Starting Out as a Vegetarian

In the United States, there are approximately 12.4 million vegetarians. There are many reasons people consider a vegetarian diet including health, animal welfare, concerns about the use of antibiotics and hormones in livestock, or to conserve environmental resources and help with climate change.

The switch to a vegetarian diet is easier than you might imagine. The key is to take things slow. Some people start out abstaining from red meat. After a few weeks or a few months, they remove chicken from their diets, and eventually give up fish and other animal products. Others do well jumping in cold turkey. It all depends on your personality and level of preparedness.

To prepare, find appealing recipes online – especially from our website – or in a cookbook (you can get many from the library) and shop to get all the necessary ingredients. Studies show the average family usually eats the same eight to nine meals repeatedly. Start off with eight or nine good recipes that will allow you to vary your meals and not get bored. Replace any recipes that you didn’t like and add new recipes when you are feeling adventurous. Use processed meat substitutes in moderation as they can be high in calories, fat, and sodium. Make sure you read product labels or make your own vegetarian burgers – they are easy to make and you can control of all the ingredients.

One of the fun things about becoming vegetarian, is that it often spurs people to try ethnic foods that they may not have been bold enough to try before. Great vegetarian dishes can be found from Italy, India, Thailand, China, Ethiopia, Morocco, Mexico and South America.

If you have kids, try pairing a dish from Thailand with a discussion about the country, the people, the spices, to connect it to the food you are eating. You may find less resistance and more open minds to new restaurant and dishes.

If you are cooking for others that may not be eating vegetarian, then you can easily modify some of the dishes you are making to allow for a vegetarian portion. For example, if you are you making pizza, simply substitute meat for vegetables on part of the pizza. If you enjoy pasta, make it primavera style or substitute marinara for meat sauce for your portion. Taco night can be substituted with a simple and incredibly flavorful black bean enchilada casserole. Breakfast can consist of yogurt, substituting almond or coconut yogurt if desired, and protein muffins with fruit. When family members are having sandwiches, make a delicious Italian style pepper and egg sandwich – you won’t miss the meat!

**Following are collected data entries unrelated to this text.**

PR #5010, opened 2025-05-02
fix/remove legacy ui

sedghi:
This pull request removes the old UI, keeping only the worklist-related UI. We're also migrating the worklist to the new UI in `@ohif/ui-next`.


sedghi:
All tests pass locally

CleanShot 2025-05-02 at 14 03 14@2x

Issue #4954, opened 2025-04-14
[Bug] Incorrect units for Median and Standard Deviation in Sidebar Segment Statistics in TMTV


dxlin:
### Describe the Bug

Median and Standard Deviation showing units in mm rather than SUV in latest viewer-dev code.

### Steps to Reproduce

1. Open TMTV mode
https://viewer-dev.ohif.org/tmtv?StudyInstanceUIDs=1.2.840.113619.2.290.3.3767434740.226.1600859119.501
2. Add Segment
3. Select brush and create segment
4. Mouse over "Segment 1" on side bar (or in console get the segments cachedStats via SegmentationService)

### The current behavior

Median and STD are in mm

### The expected behavior

Median and STD units should be same as Max, Min, etc. (SUV).

### OS

Windows 11

### Node version

22.12.0

### Browser

Chrome 135.0.7049.85

sedghi:
good catch

PR #5014, opened 2025-05-06
chore: recovery 2 

sedghi:
Addresses these issues: 

- [x] https://github.com/OHIF/Viewers/pull/4957
- [x] https://github.com/OHIF/Viewers/issues/4954
- [x] https://github.com/OHIF/Viewers/pull/5003
- [x] https://github.com/OHIF/Viewers/pull/5005
- [x] https://github.com/OHIF/Viewers/issues/5084
- [x] https://github.com/OHIF/Viewers/pull/4974#pullrequestreview-2784072165


extensions/cornerstone/src/utils/CornerstoneViewportDownloadForm.tsx
```diff
@@ -180,15 +180,12 @@ const CornerstoneViewportDownloadForm = ({
...
-        } catch (error) {
-          console.debug('Error enabling tool:', error);
-        }
-      } else {
-        toolGroup.setToolDisabled(toolName);
+    const toolInstances = toolGroup.getToolInstances();
+    const toolInstancesArray = Object.values(toolInstances);
+
+    toolInstancesArray.forEach(toolInstance => {
+      if (toolInstance.constructor.isAnnotation !== false) {
```
jbocce: I suspect you still want the `show` check. I believe this is what determines if the annotations check box is checked  or not. Please double check this.

extensions/cornerstone/src/init.tsx
```diff
@@ -310,37 +316,73 @@ export default async function init({
...
+            error: 'Web Worker failed',
+          },
+        });
+      } else {
+        // Already tracking this type of task, just let it continue
+        console.debug(`Already tracking a "${type}" task, skipping duplicate notification`);
+      }
+    }
+    // Task completed
+    else if (progress === 100) {
```
jbocce: stupid question... what happens if the worker errors out? Will the task get removed from the `activeWorkerTasks`? Maybe we don't care, but I wanted for us to be sure. Furthermore, does the promise need to be rejected in that case too?

extensions/cornerstone/src/utils/CornerstoneViewportDownloadForm.tsx
sedghi: Good catch

extensions/cornerstone/src/init.tsx
```diff
@@ -310,37 +316,100 @@ export default async function init({
...
+              deduplicationInterval: 60000, // 60 seconds - prevent frequent notifications of same type
+              promise: progressPromise,
+              promiseMessages: {
+                loading: `Computing...`,
+                success: `Completed successfully`,
+                error: 'Web Worker failed',
+              },
+            });
+          } catch (error) {
+            console.error('Error showing web worker notification:', error);
```
jbocce: I could be wrong, but don't we need to (re)throw the error and/or call `reject` here so that the outer `finally` gets called. Apologies if I am missing something here.

extensions/cornerstone/src/init.tsx
```diff
@@ -310,37 +316,100 @@ export default async function init({
...
+  const getNormalizedTaskKey = type => {
+    return `worker-task-${type.toLowerCase().replace(/\s+/g, '-')}`;
+  };
+
+  eventTarget.addEventListener(EVENTS.WEB_WORKER_PROGRESS, ({ detail }) => {
+    let normalizedKey;
+    let shouldCleanup = false;
+    
+    try {
+      const { progress, type, id } = detail;
```
jbocce: Is there any `detail` from the web worker progress that we might cause us to want to `reject` the promise? For example, could `detail` ever indicate an error occured in the worker?

jbocce (changes requested):
Just some more comments.

extensions/cornerstone/src/utils/initWebWorkerProgressHandler.ts
```diff
@@ -0,0 +1,109 @@
...
+              deduplicationInterval: 60000, // 60 seconds - prevent frequent notifications of same type
+              promise: progressPromise,
+              promiseMessages: {
+                loading: `Computing...`,
+                success: `Completed successfully`,
+                error: 'Web Worker failed',
+              },
+            });
+          } catch (error) {
+            console.error(`Error showing web worker notification for type "${type}":`, error);
```
jbocce, line 68: I think we need `reject` and `throw` here too.

jbocce (changes requested):
One comment.

extensions/cornerstone/src/utils/initWebWorkerProgressHandler.ts
sedghi: added a throw there is no promise to reject there

jbocce (approved):
Approved.

sedghi:
All tests pass locally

One last thing. Be sure to let your family and friends know that you are becoming a vegetarian and the types of food you eat and what you now avoid. When they invite you over for dinner, offer to bring a vegetarian dish so they don’t have to worry about making a dish that may contain products you do not consume. Be prepared for questions on why you are becoming a vegetarian – some people are naturally curious, while others will like to debate – it’s definitely not something that should be a divisive issue.

You may want to site the following benefits of being a vegetarian to help them understand your choice.

 

Better Heart Health  

Going vegetarian can reduce your chances of heart disease by 42%. If you have a history of heart disease in your family, this is an important consideration. Vegetarians have lower blood pressure, lower cholesterol, and lower risk of ischemic heart disease

 

Reduced Cancer Risk

Large studies in England and Germany demonstrated that vegetarians were 40% less likely to develop cancer compared to meat eaters.

 

Reduce Type 2 Diabetes Risk

A predominantly plant-based diet can reduce the risk for type 2 diabetes by 50%.

 

Healthy Weight –

Research shows that vegetarians are leaner than their meat-eating counterparts and that eating a vegetarian diet can help with weight loss as well as help to maintain a healthy weight over time.

 

Better Mood

Arachidonic acid found in Omega 6 was found to cause neuroinflammation which increases the risk of suicide and depression. Those who followed a vegetarian diet were less likely to suffer from depression. Switching to a vegetarian diet is also associated with better mental health.